[Stored data]
######

PR #244, opened 2016-06-07
Use @colorInt annotation

laurentsebag:
The first time I used the library, I used colors like `R.color.primary` by mistake and the intro screen didn't behave as I expected as it expects a color integer 0-255.

Adding the @colorInt annonation warns users doing the same mistake directly in Android Studio.


avluis:
It's a pretty good thing to have annotations throughout a library - specially one that is not documented as well in the code itself - this looks good to me.

PR #271, opened 2016-08-07
Fixed crashing when passing XML vector drawable as image.

xsorifc28:
Sets the image resource rather than the image drawable.

Also updated to latest support libs and build tools


avluis:
Please remove the update to the build tools -- there are already PRs in line to address that.
Other than that, have you tested this PR with the sample app, meaning that non-vector work with no issue, and that nothing is broken?

xsorifc28:
Tested with API 24, (Nougat, 7.0) and API 18 (Jelly Bean, 4.3) using an XML and PNG drawable. Both work fine. 

I don't see this breaking anything, since it uses base ImageView method `setImageResource`. Should work fine across all APIs that support this method.

avluis:
And from my own testing, the example app has no issue with this change.
So I'm merging, thanks for the fix.

PR #291, opened 2016-08-30
German translations

K0bin:
I translated the two strings to German.

### DIFF
--- a/library/src/main/res/values-de/strings.xml
+++ b/library/src/main/res/values-de/strings.xml
@@ -1,0 +1,5 @@
+<?xml version="1.0" encoding="utf-8"?>
+<resources>
+    <string name="skip_button">ÜBERSPRINGEN</string>
+    <string name="done_button">FERTIG</string>
+</resources>


avluis:
Neat -- thank you~

Andrew-Quebe:
Merging this now, but there may also be programmatically generated text that will need translating as well. Most of that, however, can be translated on the user side when they use the library.

Andrew-Quebe:
@K0bin refer to issue #5 again if you want to help translate the example app strings.

K0bin:
I'm going to do it but to be honest I don't see the point in translating the example app.

Andrew-Quebe:
@K0bin it's not mandatory, so if you don't want to, that's fine.

library/src/main/res/values-de/strings.xml
```diff
@@ -0,0 +1,5 @@
+<?xml version="1.0" encoding="utf-8"?>
+<resources>
+    <string name="skip_button">ÜBERSPRINGEN</string>
```
heinrichreimer: Using all-caps text in string resources is an anti-pattern.
Should probably be handled by the `TextView`.

PR #296, opened 2016-09-14
Fix vector drawables in xml

K0bin:
Using android:src resulted in a crash on pre lollipop devices.

### DIFF
--- a/library/build.gradle
+++ b/library/build.gradle
@@ -13,6 +13,7 @@ android {
         versionCode 12
         versionName "4.0.0"
         consumerProguardFiles 'proguard-project.txt'
+        vectorDrawables.useSupportLibrary = true
     }
 }
 
--- a/library/src/main/res/layout/intro_layout.xml
+++ b/library/src/main/res/layout/intro_layout.xml
@@ -1,6 +1,7 @@
 <?xml version="1.0" encoding="utf-8"?>
 <RelativeLayout xmlns:android="http://schemas.android.com/apk/res/android"
     xmlns:tools="http://schemas.android.com/tools"
+    xmlns:app="http://schemas.android.com/apk/res-auto"
     android:layout_width="fill_parent"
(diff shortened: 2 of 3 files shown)


avluis:
Hmm -- I'd like to hold off this PR for a bit -- making use of `vectorDrawables.useSupportLibrary = true` has a lot of side effects plenty of novice programmers have not dealt with just yet (I know this because I am using it on my production app).

Is there any particular reason why the library needs to have this applied as well?
I am using this library on my production app and it works on pre-lollipop devices without the change here.

avluis:
@K0bin OK, just got done testing to check for side-effects in the library when using this flag.

Tested on:
Moto E (Android 4.4.4)
Lenovo Tab2 (Android 4.4.4)
Moto G3 (Android 5.1.1)
LG G4 (Android 6.0)
LG G Pad X 10.1 (Android 6.0)
Nexus 6 (Android 6.0.1)
Nexus 6P (Android 7)

Everything is working as it is supposed to, therefore, good to merge~

K0bin:
I'm using the flag in production as well and haven't noticed any side effects but that got me curious now.

avluis:
@K0bin 
I'm mostly referring to instances where a compound drawable is in use, and it happens to be a vector drawable.
In most cases, this needs to be used if you are setting your drawables dynamically:
```java
static {
        AppCompatDelegate.setCompatVectorFromResourcesEnabled(true);
    }
```
In the case of compound drawables, you'll need to make use of:
```java
textView.setCompoundDrawablesWithIntrinsicBounds(R.drawable.my_vector_drawable, 0, 0, 0);
// or
textView.setCompoundDrawables(R.drawable.my_vector_drawable, 0, 0, 0);
```
And finally, in the case of notifications (for 4.4.4 and below), you'll need to reference PNGs and not Vector Drawables.

PR #297, opened 2016-09-15
Update README.md

friederbluemle:
Just a few minor README.md updates. It was still referring to `init()` in a few places - which was replaced with `onCreate` in the latest version.

### DIFF
--- a/README.md
+++ b/README.md
@@ -22,29 +22,28 @@ repositories {
 }
 
 dependencies {
-  compile 'com.github.paolorotolo:appintro:4.0.0'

######

EXERCISE >> What must be returned is a bare number, the count of lines in the entries holding the string "Moto".

FINISHED TASK >> 2